Please repeat the lines below exactly. Begin with the line containing "Enabled the setting" and go on through the line containing "I tested it".

Source data section start

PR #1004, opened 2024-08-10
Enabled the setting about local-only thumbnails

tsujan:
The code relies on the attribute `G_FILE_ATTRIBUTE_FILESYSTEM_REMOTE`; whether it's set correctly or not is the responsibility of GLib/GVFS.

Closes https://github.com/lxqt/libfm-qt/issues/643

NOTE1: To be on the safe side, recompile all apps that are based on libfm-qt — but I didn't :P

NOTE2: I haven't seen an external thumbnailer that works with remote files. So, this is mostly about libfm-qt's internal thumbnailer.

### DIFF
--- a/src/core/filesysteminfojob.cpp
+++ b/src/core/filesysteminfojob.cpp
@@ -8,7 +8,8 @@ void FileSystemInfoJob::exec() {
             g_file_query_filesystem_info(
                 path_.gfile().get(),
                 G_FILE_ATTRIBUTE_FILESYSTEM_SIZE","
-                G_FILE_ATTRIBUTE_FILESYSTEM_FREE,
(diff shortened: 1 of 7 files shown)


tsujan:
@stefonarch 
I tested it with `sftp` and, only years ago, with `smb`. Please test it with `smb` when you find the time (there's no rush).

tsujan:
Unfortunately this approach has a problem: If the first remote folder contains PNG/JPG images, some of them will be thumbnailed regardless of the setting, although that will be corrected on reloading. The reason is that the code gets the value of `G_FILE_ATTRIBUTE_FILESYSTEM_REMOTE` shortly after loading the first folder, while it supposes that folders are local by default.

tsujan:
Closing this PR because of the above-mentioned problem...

Source data section end

# Completed task
Enabled the setting about local-only thumbnails

tsujan:
The code relies on the attribute `G_FILE_ATTRIBUTE_FILESYSTEM_REMOTE`; whether it's set correctly or not is the responsibility of GLib/GVFS.

Closes https://github.com/lxqt/libfm-qt/issues/643

NOTE1: To be on the safe side, recompile all apps that are based on libfm-qt — but I didn't :P

NOTE2: I haven't seen an external thumbnailer that works with remote files. So, this is mostly about libfm-qt's internal thumbnailer.

### DIFF
--- a/src/core/filesysteminfojob.cpp
+++ b/src/core/filesysteminfojob.cpp
@@ -8,7 +8,8 @@ void FileSystemInfoJob::exec() {
             g_file_query_filesystem_info(
                 path_.gfile().get(),
                 G_FILE_ATTRIBUTE_FILESYSTEM_SIZE","
-                G_FILE_ATTRIBUTE_FILESYSTEM_FREE,
(diff shortened: 1 of 7 files shown)


tsujan:
@stefonarch 
I tested it with `sftp` and, only years ago, with `smb`. Please test it with `smb` when you find the time (there's no rush).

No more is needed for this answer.